Your assignment — Retype all of the data that follows, line for line.

----

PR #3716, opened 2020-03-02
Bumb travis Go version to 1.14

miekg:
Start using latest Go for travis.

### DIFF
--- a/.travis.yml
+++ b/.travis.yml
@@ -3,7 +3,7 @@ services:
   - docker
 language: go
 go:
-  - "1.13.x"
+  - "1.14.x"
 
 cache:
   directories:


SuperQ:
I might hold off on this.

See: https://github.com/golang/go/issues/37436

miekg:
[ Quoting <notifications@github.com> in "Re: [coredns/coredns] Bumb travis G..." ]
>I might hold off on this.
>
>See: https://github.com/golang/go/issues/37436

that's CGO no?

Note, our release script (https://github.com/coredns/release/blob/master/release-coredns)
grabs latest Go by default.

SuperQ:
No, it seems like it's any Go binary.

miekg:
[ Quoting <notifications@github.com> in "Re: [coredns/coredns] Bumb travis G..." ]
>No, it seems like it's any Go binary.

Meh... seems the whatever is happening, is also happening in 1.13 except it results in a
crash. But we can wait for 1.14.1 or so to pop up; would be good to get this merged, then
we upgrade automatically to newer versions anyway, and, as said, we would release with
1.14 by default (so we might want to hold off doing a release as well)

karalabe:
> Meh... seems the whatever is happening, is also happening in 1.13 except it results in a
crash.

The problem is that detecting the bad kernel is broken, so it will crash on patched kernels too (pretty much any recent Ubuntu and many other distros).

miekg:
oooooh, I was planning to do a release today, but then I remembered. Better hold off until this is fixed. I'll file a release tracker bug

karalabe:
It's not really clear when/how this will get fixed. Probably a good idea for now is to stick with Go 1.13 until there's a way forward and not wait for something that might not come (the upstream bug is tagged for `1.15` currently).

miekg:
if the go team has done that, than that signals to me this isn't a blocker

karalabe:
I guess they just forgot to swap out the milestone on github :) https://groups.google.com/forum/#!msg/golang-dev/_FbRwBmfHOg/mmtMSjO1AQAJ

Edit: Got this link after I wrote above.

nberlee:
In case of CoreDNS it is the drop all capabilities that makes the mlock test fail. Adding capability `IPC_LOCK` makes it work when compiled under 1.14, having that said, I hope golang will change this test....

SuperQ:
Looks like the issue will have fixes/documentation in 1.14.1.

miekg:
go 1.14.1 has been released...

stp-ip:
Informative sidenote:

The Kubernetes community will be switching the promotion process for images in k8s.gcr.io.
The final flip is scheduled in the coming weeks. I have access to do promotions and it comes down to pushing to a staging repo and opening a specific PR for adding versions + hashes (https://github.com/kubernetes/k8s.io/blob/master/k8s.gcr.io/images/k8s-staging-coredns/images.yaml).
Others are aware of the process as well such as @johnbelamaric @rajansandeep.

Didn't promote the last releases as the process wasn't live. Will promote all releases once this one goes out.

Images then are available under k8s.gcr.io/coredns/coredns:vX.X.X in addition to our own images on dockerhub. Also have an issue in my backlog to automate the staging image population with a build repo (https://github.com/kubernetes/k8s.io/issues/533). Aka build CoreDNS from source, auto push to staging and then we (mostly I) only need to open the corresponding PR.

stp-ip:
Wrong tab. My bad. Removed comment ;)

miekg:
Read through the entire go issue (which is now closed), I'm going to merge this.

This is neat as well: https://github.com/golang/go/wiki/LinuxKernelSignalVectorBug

----

Output —
PR #3716, opened 2020-03-02
Bumb travis Go version to 1.14

miekg:
Start using latest Go for travis.

### DIFF
--- a/.travis.yml
+++ b/.travis.yml
@@ -3,7 +3,7 @@ services:
   - docker
 language: go
 go:
-  - "1.13.x"
+  - "1.14.x"
 
 cache:
   directories:


SuperQ:
I might hold off on this.

See: https://github.com/golang/go/issues/37436

miekg:
[ Quoting <notifications@github.com> in "Re: [coredns/coredns] Bumb travis G..." ]
>I might hold off on this.
>
>See: https://github.com/golang/go/issues/37436

that's CGO no?

Note, our release script (https://github.com/coredns/release/blob/master/release-coredns)
grabs latest Go by default.

SuperQ:
No, it seems like it's any Go binary.

miekg:
[ Quoting <notifications@github.com> in "Re: [coredns/coredns] Bumb travis G..." ]
>No, it seems like it's any Go binary.

Meh... seems the whatever is happening, is also happening in 1.13 except it results in a
crash. But we can wait for 1.14.1 or so to pop up; would be good to get this merged, then
we upgrade automatically to newer versions anyway, and, as said, we would release with
1.14 by default (so we might want to hold off doing a release as well)

karalabe:
> Meh... seems the whatever is happening, is also happening in 1.13 except it results in a
crash.

The problem is that detecting the bad kernel is broken, so it will crash on patched kernels too (pretty much any recent Ubuntu and many other distros).

miekg:
oooooh, I was planning to do a release today, but then I remembered. Better hold off until this is fixed. I'll file a release tracker bug

karalabe:
It's not really clear when/how this will get fixed. Probably a good idea for now is to stick with Go 1.13 until there's a way forward and not wait for something that might not come (the upstream bug is tagged for `1.15` currently).

miekg:
if the go team has done that, than that signals to me this isn't a blocker

karalabe:
I guess they just forgot to swap out the milestone on github :) https://groups.google.com/forum/#!msg/golang-dev/_FbRwBmfHOg/mmtMSjO1AQAJ

Edit: Got this link after I wrote above.

nberlee:
In case of CoreDNS it is the drop all capabilities that makes the mlock test fail. Adding capability `IPC_LOCK` makes it work when compiled under 1.14, having that said, I hope golang will change this test....

SuperQ:
Looks like the issue will have fixes/documentation in 1.14.1.

miekg:
go 1.14.1 has been released...

stp-ip:
Informative sidenote:

The Kubernetes community will be switching the promotion process for images in k8s.gcr.io.
The final flip is scheduled in the coming weeks. I have access to do promotions and it comes down to pushing to a staging repo and opening a specific PR for adding versions + hashes (https://github.com/kubernetes/k8s.io/blob/master/k8s.gcr.io/images/k8s-staging-coredns/images.yaml).
Others are aware of the process as well such as @johnbelamaric @rajansandeep.

Didn't promote the last releases as the process wasn't live. Will promote all releases once this one goes out.

Images then are available under k8s.gcr.io/coredns/coredns:vX.X.X in addition to our own images on dockerhub. Also have an issue in my backlog to automate the staging image population with a build repo (https://github.com/kubernetes/k8s.io/issues/533). Aka build CoreDNS from source, auto push to staging and then we (mostly I) only need to open the corresponding PR.

stp-ip:
Wrong tab. My bad. Removed comment ;)

miekg:
Read through the entire go issue (which is now closed), I'm going to merge this.

This is neat as well: https://github.com/golang/go/wiki/LinuxKernelSignalVectorBug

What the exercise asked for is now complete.